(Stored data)
▼▼▼

Issue #614, opened 2019-10-10
Exception calling TMS TileMapService constructor


justb4:
## Reproduce

* call `TileMapService(url, version='1.0.0')`
* failure
```
AttributeError: 'TileMapService' object has no attribute 'username'
```

## Context
In v0.18.0 and in GH `master`

## Analysis
See the following code in [tms.py#L41](https://github.com/geopython/OWSLib/blob/master/owslib/tms.py#L41):

```
    def __init__(self, url, version='1.0.0', xml=None, username=None, password=None,
                 parse_remote_metadata=False, timeout=30, auth=None):
        """Initialize."""
        if auth:
            if username:
                auth.username = username
            if password:
                auth.password = password
        self.url = url
        self.auth = auth or Authentication(username, password)
        self.version = version
        self.timeout = timeout
        self.services = None
        self._capabilities = None
        self.contents={}

        # Authentication handled by Reader                                                                                                                                                
        reader = TMSCapabilitiesReader(
===>                self.version, url=self.url, un=self.username, pw=self.password
                )
```

`self.username, pw=self.password` are never set.
## Solution
Assign  `self.username, pw=self.password` in constructor. Also used on [tms.py#L73](https://github.com/geopython/OWSLib/blob/master/owslib/tms.py#L73).

cehbrecht:
Fixed by PR #615.

PR #615, opened 2019-10-10
#614 fix broken TileMapService constructor

justb4:
Assign both `username` and `password` to `self` as these are referred to within `TMSCapabilitiesReader` and in `_getcapproperty()`.


cehbrecht:
@justb4 If it works I would accept. But we need a better solution as discussed in issue #609.

cehbrecht:
Fix for issue #614.

cehbrecht:
@justb4 merged. Thanks :)

PR #623, opened 2019-10-24
update OGC API - Features API description handling

tomkralidis:


tomkralidis:
Note that ldproxy WFS3 server needs to update to updates in the specification. Other errors are unrelated.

▲▲▲

Task prompt. Within the lines above, find those holding the word "timeout" and copy them.

Exercise result.
                 parse_remote_metadata=False, timeout=30, auth=None):
        self.timeout = timeout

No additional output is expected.